Physical characterization of powders and electrodes

XRD patterns of the as-synthesized VO₂ : Ag mixture, Ag_0.33V₂O₅, and Nano ζ-V₂O₅ were collected using a Stoe StadiP diffractometer in transmission mode (coupled θ–2θ geometry), using Mo-K_α radiation, with the sample sandwiched between two plastic foil disks held together with a thin layer of silicon grease. A pre-sample Ge (111) monochromator selected the Mo K_α1 radiation only (λ = 0.709 Å) and included a 0.5 mm collimator restricted to 3 mm height. The sample was rotated in the beam, and the diffraction intensity recorded using a Dectris Mython 1k silicon strip detector covering 18° 2θ. Patterns were collected between 2–40° 2θ, with a step size of 0.5° 2θ and a collection time of 20 s per step.

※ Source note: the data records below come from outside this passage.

PR #72, opened 2015-04-18
Issue64 - Renamed class and included some inline doc on how to use it.

tggagne:
Ask and you shall receive... eventually.


diracz:
Nice addition. Like it!

Issue #76, opened 2015-04-28
Field mapping is invalid: OPRID => Alias, PS_OPRID__c


tggagne:
Inside LoadMapper, it seems to think the sfdc field name is "Alias, PS_OPRID__c," instead of there being two separate fields, Alias and PS_OPRID__c, each mapped to the same source field, OPRID.

Curiously, this works for literal mappings like...

```
"en_US"=LocaleSidKey, LanguageLocaleKey
```

But not

```
OPRID=Alias, PS_OPRID__c
```

tggagne:
Why should it matter whether the mapping is a constant or not?

(from Mapper.java)
```
    @Override
    protected void putPropertyEntry(Entry<Object, Object> entry) {
        String dao = (String)entry.getKey();
        String sfdc = (String)entry.getValue();
        if (isConstant(dao))
            putConstant(sfdc, dao);
        else if (!hasDaoColumns() || hasDaoColumn(dao)) putMapping(dao, sfdc);
    }
```
The problem could be that the map is built from with the source value as the key and the destination value as the value, which requires the source values be unique, or at least implies it.

Better if the destination values (sfdc fields) were the key because it would be incorrect for a single field to be the destination of two sources.  It is more likely (and useful) if a single source column can be mapped to multiple destinations fields.

tggagne:
So LoadMapper simply creates a map, leaving (in my case) oprid => "alias, operid__c."  

To get past the AbstractLoadAction.verifyMappingAreValid() we'll need that function to parse the value looking for multiple destinations, then we'll need whatever function that actually maps the data from the source to the destination to set the value of each of the destination fields.

Does that make sense to anyone else?  Does it seem a reasonable plan?

tggagne:
PartnerClient.getField(String apiName) get's a partner field, which is not a string, and sets it as the value of "oprid,", which means the map's value may have to be a list of com.sforce.soap.partner.Field.  I wonder how obnoxious that may be to change...

Does anyone know where the data mappings actually take place? I mean, when the source column's value is copied to the destination field before insert/upsert?

tggagne:
It looks like LoadMapper.mapData() could be modified to handle a list<Field> so that when it creates the new Row() it could map multiple values.  Perhaps LoadMapper.getMapping() should return the list<Field>.  It should be coded to always return a list, empty or not.  That way callers could specifically look for empty lists to detect mapping errors, or iterate through the list assigning the values.

I think I may try that.

[...]

PR #77, opened 2015-04-28
Proposed changes for issue #76

tggagne:
I should have created a separate issue for renaming the package, but it is what it is.

Lastly, I have some proposed changes so we can now map a single source column to multiple destination columns.  I've only tested it with DAOs.

So the mapping file now supports,

```
sourceField=destField1, destField2
```


src/main/java/com/salesforce/dataloader/mapping/LoadMapper.java
```diff
@@ -88,8 +92,8 @@ public void verifyMappingsAreValid() throws MappingInitializationException {
         for (Map.Entry<String, String> entry : getMappingWithUnmappedColumns(false).entrySet()) {
             String sfdcName = entry.getValue();
             if(StringUtils.hasText(sfdcName)) {
-                final Field f = getClient().getField(sfdcName);
-                if (f == null)
+                final HashSet<Field> fieldSet = getClient().getField(sfdcName);
+                if (fieldSet == null | fieldSet.isEmpty())
```
diracz: Is that a single "|" ?

tggagne: It is!

But don't let that distract you.  My changes were based off the 33.0 
branch 'cause that's the only one I can test with.  I'm unsure how to 
test v34 against my orgs.

I can fix that, but my bigger question is, though it works for what I 
need, are the maintainers OK with its implementation?  I figured 
creating a pull request was the easiest way to share the code.

rjmazzeo: Let me ask a few people about this pull request.

In the meantime, I recommend changing the HashSet to a LinkedHashSet and returning it as a Set. That way we maintain the insert order but don't let downstream users know it. We had issues with JDK8 changing the natural return order of HashSets.

diracz: If your org doesn't have v34 yet, I don't think you can test against it, but there shouldn't be anything foundationally different.
In concept I personally don't have problem with your change. It's a matter of going more thorough testing. 
In this line, can you explain why "|" instead of "||" ? "|" does not escape the second part if the first part is true, so it might create null pointer exception. Do I get it wrong?

neetikumar: Would you be able to write some tests for this

tggagne: What order does the HashSet make?  Why would they need to be in any 
order as long as they're only in the list once?  Using a HashSet to 
communicate there's no order keeps programmers from depending on 
it--which you're right isn't guaranteed.

tggagne: The | was a typo.  I'll change that.  In the examples I tested it with 
it apparently didn't cause a problem.

tggagne: That's a good question.  I don't think I've been able to get the test to 
run.  When I make it locally I have to -DskipTests. Honestly, I'm more 
of a Smalltalker and Apex programmer than Java. I needed help just to 
get the Maven project into Eclipse!

I'll try again to see if they'll run.

tggagne: So with a fresh pull from forcedotcom/dataloader, and building it with

mvn clean package -license.skip=true

I get "Tests run: 285, Failures: 210, Errors: 9, Skipped: 0"

I must be missing something in my configuration...

rjmazzeo:
What's the state of this pull request?  Did you re-submit?

tggagne:
I didn't submit another one.  I asked for help writing the unit tests.  
I'm not a regular Java developer and am unfamiliar with how Dataloader 
unit testing is set-up for mock loads.  Any help would be appreciated.

rjmazzeo:
I recall your trouble earlier. Don't worry about the unit tests at this point, we can look at them. However, can you send this pull request to the develop branch instead of main? We prefer to keep main ready for hot fixes and this doesn't quite qualify.

ashitsalesforce:
Closing the PR as it is 5+ years old and has a large number of files changed.

PR #78, opened 2015-04-29
issue #76, fixed package name and inline doc to reflect directory struct...

tggagne:
This pull request just fixes the package naming of the EncryptingDataSource class.


diracz:
I'm merging this DB fix itself first.

PR #86, opened 2015-09-28
added spring-expression as depdendency, added maven shade support.

dsipasseuth:
Hi, 

This pull request is to add spring expression language support for a more easy parameter configuration in files like process-conf.xml and database-conf.xml.

Also added Shade support so Spring dependencies in uber jar don't overlap and append nicely.

### DIFF
--- a/pom.xml
+++ b/pom.xml
@@ -127,6 +127,11 @@
     </dependency>
     <dependency>
       <groupId>org.springframework</groupId>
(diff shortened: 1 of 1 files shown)


rjmazzeo:
I'll do a quick build verification today and merge.

rjmazzeo:
Looks good. There is a shade conflict with the develop branch but I'll take that one on.
Tested on Windows/Mac

PR #131, opened 2017-04-12
Adding default value for Integer for importing

xbiansf:


src/main/java/com/salesforce/dataloader/dyna/SforceDynaBean.java
```diff
@@ -313,7 +313,7 @@ synchronized static public void registerConverters(Config cfg) {
         // Register DynaBean type conversions
         ConvertUtils.register(new DateConverter(tz, useEuroDates), Calendar.class);
         ConvertUtils.register(new DoubleConverter(), Double.class);
-        ConvertUtils.register(new IntegerConverter(), Integer.class);
+        ConvertUtils.register(new IntegerConverter(null), Integer.class);
```
xbiansf: This is used to process "#N/A" when mapped integer string to an Integer Data type in salesforce.  Given this change,  the IntegerConverter will have a default value,  and use null when it find #N/A in IntergerConverter.java#convert() method.

jjangsfdc: Do we want to set default as null or 0? Maybe I am not fully understanding the problem here...

xbiansf: null means no value provided.  0 means 0. So null should be the correct value.

jjangsfdc: I see, so this is the case when nothing is set.

PR #132, opened 2017-05-15
Upgrade to V40

xbiansf:
We are upgrading to V40


apoorvashenoy:
Looks good to me. Will merge.

PR #137, opened 2017-06-21
ProcessRunner: set the last run date to the time the process was started

floppym:
This prevents the last run date from being skewed due to long-running
processes.


jjangsfdc:
Merging https://github.com/forcedotcom/dataloader/pull/137

PR #138, opened 2017-06-23
Add support for PK Chunking of bulk queries

floppym:


ashitsalesforce:
Hi @floppym, I am closing this PR as it has conflicts with the code. Most of the proposed changes are incorporated that should enable a relatively smaller code change to support PK chunking for bulk query when we decide to support this feature enhancement.

PR #142, opened 2017-07-20
added config for DuplicateRuleHeader

tee-tee-dev:
Sometimes we want to insert records, without duplicate rules errors.
we added config options for DuplicateRuleHeader.


ashitsalesforce:
Thanks for the contribution. Will merge it.

PR #145, opened 2017-09-19
add Linux command line interface for batch processing

danchal:
Please find a Linux equivalent for encrypt.bat and process.bat for your review.
Cheers,
Dan

### DIFF
--- a/src/main/nsis/bin/process.sh
+++ b/src/main/nsis/bin/process.sh
@@ -1,4 +1,4 @@
-#/bin/bash
+#!/bin/bash
 
 function error {
     echo "$1" >&2
@@ -25,6 +25,9 @@ function usage {
     exit 1
 }
 
+# set execution path
+EXE_PATH=$( dirname "${BASH_SOURCE[0]}" )
+
 if [ "$#" -eq 1 ]; then
     PROCESS_OPTION=""
 elif [ "$#" -eq 2 ]; then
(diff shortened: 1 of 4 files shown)


src/main/nsis/bin/process.sh
```diff
@@ -0,0 +1,47 @@
+#/bin/bash
+# change to directory of this script
+cd "$( dirname "${BASH_SOURCE[0]}" )"
```
cbhacking: The Windows scripts don't change the working directory. I can see why you're doing it - so the relative path to the .JAR is correct - but that could be better handled with a local variable.

danchal: Thanks for the review, you are correct, the behaviour must be the same as the Windows scripts. I will modify the PR.

danchal:
I updated the [PR](https://github.com/forcedotcom/dataloader/pull/145/commits/47a327d63cc27d57381718f01c6c2a84f3cd9470), removing the change program directory lines. The behaviour is now the same as the Windows scripts.

Reading your last comment, are you suggesting that both the Windows and Linux scripts be now modified to handle the .JAR path better? I think that this would be an improvement on the current behaviour, if implemented as you have suggested.

ashitsalesforce:
While we do not support linux CLI, you may be able to do so in v52 onwards (or try it in v51 if you compile from the source) by using the following options:

`java -jar dataloader-51.0.1-uber.jar run.mode=batch process.name=<process name> salesforce.config.dir=<path to config dir containing process-conf.xml and config.properties files>`

PR #147, opened 2017-12-15
Xbian/fix mapping issue

xbiansf:
1. Upgrade to V42.
2.  Fixing the mapping issue where if you have a csv aggregated field name ending with  another field name in the mapping page.

### DIFF
--- a/src/main/java/com/salesforce/dataloader/mapping/Mapper.java
+++ b/src/main/java/com/salesforce/dataloader/mapping/Mapper.java
@@ -174,18 +174,23 @@ public abstract class Mapper {
     }
 
     public String getMapping(String srcName) {
-        if(map.containsKey(srcName)) {
+        return getMapping(srcName, false);
+    }
+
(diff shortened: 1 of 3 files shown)


src/main/java/com/salesforce/dataloader/mapping/Mapper.java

High resolution synchrotron X-ray powder diffraction data were collected at 11-BM beamline at the Advanced Photon Source (APS) of Argonne National Laboratory (ANL) with the wavelengths of 0.412799 Å or 0.457854 Å. Samples were loaded in 1.1 mm Kapton capillaries. Structures were refined using the Rietveld method as implemented in the TOPAS software package (Bruker-AXS, version 6) across a d-spacing range of 5.0 to 0.5 Å.²⁷

V L_2,3-edge and O K-edge XAS was performed at beamline 4-ID-C, Advanced Photon Source, Argonne National Laboratory, USA. At 4-ID-C, spectra were collected simultaneously in both Total-Electron-Yield (TEY) and Total-Fluorescence Yield (TFY) mode utilizing photocurrent for the TEY and a silicon drift diode detector for the TFY, in order to make direct surface to bulk comparisons. Data were obtained at a spectral resolution of ∼0.2 eV, with a 2 s dwell time. Three scans were performed on each sample, at each absorption edge, and scans were averaged in order to maximize the signal to noise ratio. The V L_2,3- and O K-edges were scanned in the range 500 to 560 eV. The V and O energy scales were normalized using a SrTiO₃ standard.

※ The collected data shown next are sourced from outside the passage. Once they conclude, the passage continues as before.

PR #149, opened 2018-01-03
Fixing Mapping issue part 2

xbiansf:
Fixing the partner API call mapping issue where fuzzy mapping will cause "name" to "company  name" mapping.

### DIFF
--- a/src/main/java/com/salesforce/dataloader/mapping/LoadMapper.java
+++ b/src/main/java/com/salesforce/dataloader/mapping/LoadMapper.java
@@ -26,15 +26,18 @@
 
 package com.salesforce.dataloader.mapping;
 
-import java.util.*;
-import java.util.Map.Entry;
-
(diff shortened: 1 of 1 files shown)


src/main/java/com/salesforce/dataloader/mapping/LoadMapper.java
```diff
@@ -73,7 +76,7 @@ protected void putPropertyEntry(Entry<Object, Object> entry) {
     public Row mapData(Row localRow) {
         Row mappedData = new Row();
         for (Map.Entry<String, Object> entry : localRow.entrySet()) {
-            String sfdcName = getMapping(entry.getKey());
+            String sfdcName = getMapping(entry.getKey(), true);
```
xbiansf: This was used by partner api to map from csv column name to sdfc name, we need to exact mapping to process this as well.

Scanning Transmission Electron Microscopy (STEM) imaging, Energy Dispersive X-ray (EDX) and Electron Energy Loss (EEL) spectroscopy were performed on an aberration-corrected JEOL JEM-ARM200CF, equipped with a cold field emission gun operated at 200 kV, which allows a 73 pm spatial resolution and a 0.35 eV energy resolution. The microscope is equipped with High Angle Annular Dark Field and Low Angle Annular Dark Field (HAADF and LAADF) detectors, Bright Field (BF) detector, post-column Gatan Continuum spectrometer and an Oxford XMAX100TLE Silicon Drift Detector (SDD). Imaging of the V₂O₅ samples was done along specific zone axes, which show unmixed atomic columns. STEM images were acquired simultaneously in HAADF, LAADF and ABF modes to identify both heavy elements, as well as light elements. The collection angles for HAADF, LAADF and ABF detectors were set at 90–370, 40–160 and 14–28 mrad, respectively. The EELS spectra were collected using a Gatan Quantum imaging filter with a convergence angle of 30 mrad and a collection angle of 35 mrad. The TEM samples were prepared in a glovebox under an argon environment to prevent any changes to the sample structure as the result of exposure to oxygen.

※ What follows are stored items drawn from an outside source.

PR #150, opened 2018-02-07
Xbian/security patch

xbiansf:
Adding AES encryption 
Fixing the date bug
Nullify the password saved in config.properties.

### DIFF
--- a/src/main/java/com/salesforce/dataloader/config/Config.java
+++ b/src/main/java/com/salesforce/dataloader/config/Config.java
@@ -26,6 +26,13 @@
 
 package com.salesforce.dataloader.config;
 
+import com.salesforce.dataloader.action.OperationInfo;
+import com.salesforce.dataloader.exception.ConfigInitializationException;
+import com.salesforce.dataloader.exception.ParameterLoadException;
+import com.salesforce.dataloader.security.EncryptionAesUtil;
+
+import org.apache.log4j.Logger;
+
 import java.io.File;
 import java.io.FileInputStream;
 import java.io.FileOutputStream;
@@ -34,19 +41,24 @@ import java.io.InputStream;
 import java.io.OutputStream;
 import java.io.PrintStream;
 import java.io.PrintWriter;
+import java.io.UnsupportedEncodingException;
 import java.nio.charset.Charset;
 import java.security.GeneralSecurityException;
 import java.text.DateFormat;
 import java.text.ParseException;
 import java.text.SimpleDateFormat;
-import java.util.*;
-
-import org.apache.log4j.Logger;
-
-import com.salesforce.dataloader.action.OperationInfo;
-import com.salesforce.dataloader.exception.ConfigInitializationException;
-import com.salesforce.dataloader.exception.ParameterLoadException;
-import com.salesforce.dataloader.security.EncryptionUtil;
+import java.util.ArrayList;
+import java.util.Calendar;
+import java.util.Collections;
+import java.util.Date;
+import java.util.Enumeration;
+import java.util.HashMap;
+import java.util.LinkedHashMap;
+import java.util.List;
+import java.util.Map;
+import java.util.Properties;
+import java.util.StringJoiner;
+import java.util.TimeZone;
 
 /**
  * @author Lexi Viripaeff
@@ -229,7 +241,7 @@ public class Config {
      * <code>encrypter</code> is a utility used internally in the config for reading/writing
      * encrypted values. Right now, the list of encrypted values is known to this class only.
      */
-    private final EncryptionUtil encrypter = new EncryptionUtil();
+    private final EncryptionAesUtil encrypter = new EncryptionAesUtil();
 
     private boolean isBatchMode = false;
 
@@ -651,15 +663,20 @@ public class Config {
         initEncryption(propMap);
 
         // decrypt encrypted values
-        if (propMap.containsKey(PASSWORD)) {
-            String propValue = decryptProperty(encrypter, propMap, PASSWORD, isBatchMode());
+        decryptPasswordProperty(values, PASSWORD);
+        decryptPasswordProperty(values, PROXY_PASSWORD);
+        decryptPasswordProperty(values, OAUTH_ACCESSTOKEN);
+        decryptPasswordProperty(values, OAUTH_REFRESHTOKEN);
+
+    }
+
+    private void decryptPasswordProperty(Map values, String propertyName) throws ConfigInitializationException {
+        Map<String, String> propMap = values;
+        // initialize encryption
+        if (propMap.containsKey(propertyName)) {
+            String propValue = decryptProperty(encrypter, propMap, propertyName, isBatchMode());
             if (propValue == null) propValue = "";
-            propMap.put(PASSWORD, propValue);
-        }
-        if (propMap.containsKey(PROXY_PASSWORD)) {
-            String propValue = decryptProperty(encrypter, propMap, PROXY_PASSWORD, isBatchMode());
-            if (propValue == null) propValue = "";
-            propMap.put(PROXY_PASSWORD, propValue);
+            propMap.put(propertyName, propValue);
         }
     }
 
@@ -690,12 +707,12 @@ public class Config {
      *
      * @return decrypted property value
      */
-    static private String decryptProperty(EncryptionUtil encrypter, Map<String, String> propMap, String propName, boolean isBatch)
+    static private String decryptProperty(EncryptionAesUtil encrypter, Map<String, String> propMap, String propName, boolean isBatch)
             throws ParameterLoadException {
         String propValue = propMap.get(propName);
         if (propValue != null && propValue.length() > 0) {
             try {
-                return encrypter.decryptString(propValue);
+                return encrypter.decryptMsg(propValue);
             } catch (GeneralSecurityException e) {
                 // if running in the UI, we can ignore encryption errors
                 if (isBatch) {
@@ -725,7 +742,7 @@ public class Config {
         if (keyFile != null && keyFile.length() != 0) {
             try {
                 encrypter.setCipherKeyFromFilePath(keyFile);
-            } catch (IOException e) {
+            } catch (Exception e) {
                 String errMsg = Messages.getFormattedString("Config.errorSecurityInit", new String[]{keyFile,
                         e.getMessage()});
                 logger.error(errMsg);
@@ -793,7 +810,6 @@ public class Config {
         // no great way to do this,
         String oldPassword = encryptProperty(PASSWORD);
         String oldProxyPassword = encryptProperty(PROXY_PASSWORD);
-
         String oauthAccessToken = getString(OAUTH_ACCESSTOKEN);
         String oauthRefreshToken = getString(OAUTH_REFRESHTOKEN);
         putValue(OAUTH_ACCESSTOKEN, "");
@@ -831,10 +847,11 @@ public class Config {
      * @param propName name of the property
      * @return old value of the property
      */
-    private String encryptProperty(String propName) throws GeneralSecurityException {
+    private String encryptProperty(String propName) throws GeneralSecurityException, UnsupportedEncodingException {
         String oldValue = getString(propName);
         if (oldValue != null && oldValue.length() > 0) {
-            putValue(propName, encrypter.encryptString(oldValue));
+
+            putValue(propName, encrypter.encryptMsg(oldValue));
         }
         return oldValue;
     }
--- a/src/main/java/com/salesforce/dataloader/config/Config.java
+++ b/src/main/java/com/salesforce/dataloader/config/Config.java
@@ -749,6 +749,7 @@ public class Config {
                 throw new ConfigInitializationException(errMsg);
             }
         }
+
     }
 
     /**
@@ -812,6 +813,8 @@ public class Config {
         String oldProxyPassword = encryptProperty(PROXY_PASSWORD);
         String oauthAccessToken = getString(OAUTH_ACCESSTOKEN);
         String oauthRefreshToken = getString(OAUTH_REFRESHTOKEN);
+        putValue(PASSWORD, "");
+        putValue(PROXY_PASSWORD, "");
         putValue(OAUTH_ACCESSTOKEN, "");
         putValue(OAUTH_REFRESHTOKEN, "");
 
--- a/src/main/java/com/salesforce/dataloader/security/EncryptionAesUtil.java
+++ b/src/main/java/com/salesforce/dataloader/security/EncryptionAesUtil.java
@@ -1,0 +1,195 @@
+/*
+ * Copyright (c) 2015, salesforce.com, inc.
+ * All rights reserved.
+ *
+ * Redistribution and use in source and binary forms, with or without modification, are permitted provided
+ * that the following conditions are met:
+ *
+ *    Redistributions of source code must retain the above copyright notice, this list of conditions and the
+ *    following disclaimer.
+ *
+ *    Redistributions in binary form must reproduce the above copyright notice, this list of conditions and
+ *    the following disclaimer in the documentation and/or other materials provided with the distribution.
+ *
+ *    Neither the name of salesforce.com, inc. nor the names of its contributors may be used to endorse or
+ *    promote products derived from this software without specific prior written permission.
+ *
+ * THIS SOFTWARE IS PROVIDED BY THE COPYRIGHT HOLDERS AND CONTRIBUTORS "AS IS" AND ANY EXPRESS OR IMPLIED
+ * WARRANTIES, INCLUDING, BUT NOT LIMITED TO, THE IMPLIED WARRANTIES OF MERCHANTABILITY AND FITNESS FOR A
+ * PARTICULAR PURPOSE ARE DISCLAIMED. IN NO EVENT SHALL THE COPYRIGHT OWNER OR CONTRIBUTORS BE LIABLE FOR
+ * ANY DIRECT, INDIRECT, INCIDENTAL, SPECIAL, EXEMPLARY, OR CONSEQUENTIAL DAMAGES (INCLUDING, BUT NOT LIMITED
+ * TO, PROCUREMENT OF SUBSTITUTE GOODS OR SERVICES; LOSS OF USE, DATA, OR PROFITS; OR BUSINESS INTERRUPTION)
+ * HOWEVER CAUSED AND ON ANY THEORY OF LIABILITY, WHETHER IN CONTRACT, STRICT LIABILITY, OR TORT (INCLUDING
+ * NEGLIGENCE OR OTHERWISE) ARISING IN ANY WAY OUT OF THE USE OF THIS SOFTWARE, EVEN IF ADVISED OF THE
+ * POSSIBILITY OF SUCH DAMAGE.
+ */
+package com.salesforce.dataloader.security;
+
+import org.apache.log4j.Logger;
+
+import java.io.File;
+import java.io.FileInputStream;
+import java.io.FileOutputStream;
+import java.io.IOException;
+import java.io.UnsupportedEncodingException;
+import java.nio.file.Paths;
+import java.security.GeneralSecurityException;
+import java.security.InvalidAlgorithmParameterException;
+import java.security.InvalidKeyException;
+import java.security.NoSuchAlgorithmException;
+import java.security.SecureRandom;
+import java.security.spec.InvalidKeySpecException;
+import java.security.spec.InvalidParameterSpecException;
+
+import javax.crypto.BadPaddingException;
+import javax.crypto.Cipher;
+import javax.crypto.IllegalBlockSizeException;
+import javax.crypto.NoSuchPaddingException;
+import javax.crypto.spec.IvParameterSpec;
+import javax.crypto.spec.SecretKeySpec;
+
+/**
+ * com.salesforce.dataloader.security
+ *
+ * @author xbian
+ */
+public class EncryptionAesUtil {
+
+    private static final Logger LOGGER = Logger.getLogger(EncryptionAesUtil.class);
+
+    // Support single text encryption and decryption
+
+    static public Cipher cipher;
+    static public byte[] cipherKey;
+
+
+    public static final int ENCRYPTION_KEY_LENGTH_IN_BYTES = 16;
+    public static final String DEFAULT_KEYFILE_NAME = "dataLoader.key";
+
+    static {
+        try {
+            cipher = Cipher.getInstance("AES/CBC/PKCS5Padding");
+
+        } catch (Exception e) {
+            LOGGER.error("Fail to initialize encryption: " + e.getMessage());
+            throw new  RuntimeException("Fail to initialize encryption:  ", e);
+        }
+    }
+
+
+    private byte[] extractIvBytes(byte[] cipheredText) {
+        byte[] iv = new byte[ENCRYPTION_KEY_LENGTH_IN_BYTES];
+        System.arraycopy(cipheredText, 0, iv, 0, ENCRYPTION_KEY_LENGTH_IN_BYTES);
+        return iv;
+    }
+
+    private byte[] extractCipherContent(byte[] cipheredText) {
+        byte[] cipheredPassword = new byte[cipheredText.length - ENCRYPTION_KEY_LENGTH_IN_BYTES];
+        System.arraycopy(cipheredText, ENCRYPTION_KEY_LENGTH_IN_BYTES, cipheredPassword, 0, cipheredText.length - ENCRYPTION_KEY_LENGTH_IN_BYTES);
+        return cipheredPassword;
+
+    }
+
+    private byte[] concatenateByteArray(byte[] a, byte[] b) {
+
+        byte[] c = new byte[a.length + b.length];
+        System.arraycopy(a, 0, c, 0, a.length);
+        System.arraycopy(b, 0, c, a.length, b.length);
+        return c;
+    }
+
+    public byte[] generateEncryptionKey() {
+        // The secure random uses threadId and tick to make sure it is not repeatable
+        SecureRandom random = new SecureRandom();
+        byte bytes[] = new byte[ENCRYPTION_KEY_LENGTH_IN_BYTES];
+        random.nextBytes(bytes);
+        return bytes;
+    }
+
+    public String createUserProfileKeyName() {
+        String path = Paths.get(System.getProperty("user.home"), "dataloader").toString();
+        File customDir = new File(path);
+
+        if (customDir.exists()) {
+            LOGGER.info(customDir + " exists");
+        } else if (customDir.mkdirs()) {
+            LOGGER.info(customDir + " was created");
+        } else {
+            LOGGER.info(customDir + " was not created");
+            throw new RuntimeException("Cannot create directory:" + path);
+        }
+        return Paths.get(path, DEFAULT_KEYFILE_NAME).toString();
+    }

Scanning Electron Microscopy (SEM) images were collected using a JEOL JSM-7500 FE instrument equipped with a high-brightness conical field-emission gun and a low aberration conical objective lens. Images were collected at an accelerating voltage of either 3 or 5 kV and a working distance of ∼5 and ∼15 mm, respectively. Prior to imaging, powdered ζ-V₂O₅ samples were fixed to aluminum sample plates using conductive carbon tape and were subsequently imaged without further manipulation.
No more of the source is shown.